● Exercise description
Set down the records again. Every word and mark must match exactly.

● Materials provided
..............................
PR #289, opened 2018-11-30
Store and deduplicate messages to guard against putting the same reco…

cbeer:
…rd on the pile multiple times

### DIFF
--- a/lib/traject/extractors/crez_marc_kafka_extractor.rb
+++ b/lib/traject/extractors/crez_marc_kafka_extractor.rb
@@ -10,12 +10,20 @@ class Traject::CrezMarcKafkaExtractor
     @topic = topic
   end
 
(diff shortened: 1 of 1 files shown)


lib/traject/extractors/crez_marc_kafka_extractor.rb
```diff
@@ -10,12 +10,20 @@ def initialize(reserves_file:, kafka:, topic:)
     @topic = topic
   end
 
+  # Scan through the Kafka topic and re-send any messages for records with CREZ data
   def process!
     t0 = Time.now
+    h = {}
```
cbeer: There may be some very clever way to read the topic backwards so we don't need to store a bunch of records all the time, but hopefully this whole file is very temporary and will go away within the month..

camillevilla: 🤞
..............................
● Solution below
PR #289, opened 2018-11-30
Store and deduplicate messages to guard against putting the same reco…

cbeer:
…rd on the pile multiple times

### DIFF
--- a/lib/traject/extractors/crez_marc_kafka_extractor.rb
+++ b/lib/traject/extractors/crez_marc_kafka_extractor.rb
@@ -10,12 +10,20 @@ class Traject::CrezMarcKafkaExtractor
     @topic = topic
   end
 
(diff shortened: 1 of 1 files shown)


lib/traject/extractors/crez_marc_kafka_extractor.rb
```diff
@@ -10,12 +10,20 @@ def initialize(reserves_file:, kafka:, topic:)
     @topic = topic
   end
 
+  # Scan through the Kafka topic and re-send any messages for records with CREZ data
   def process!
     t0 = Time.now
+    h = {}
```
cbeer: There may be some very clever way to read the topic backwards so we don't need to store a bunch of records all the time, but hopefully this whole file is very temporary and will go away within the month..

camillevilla: 🤞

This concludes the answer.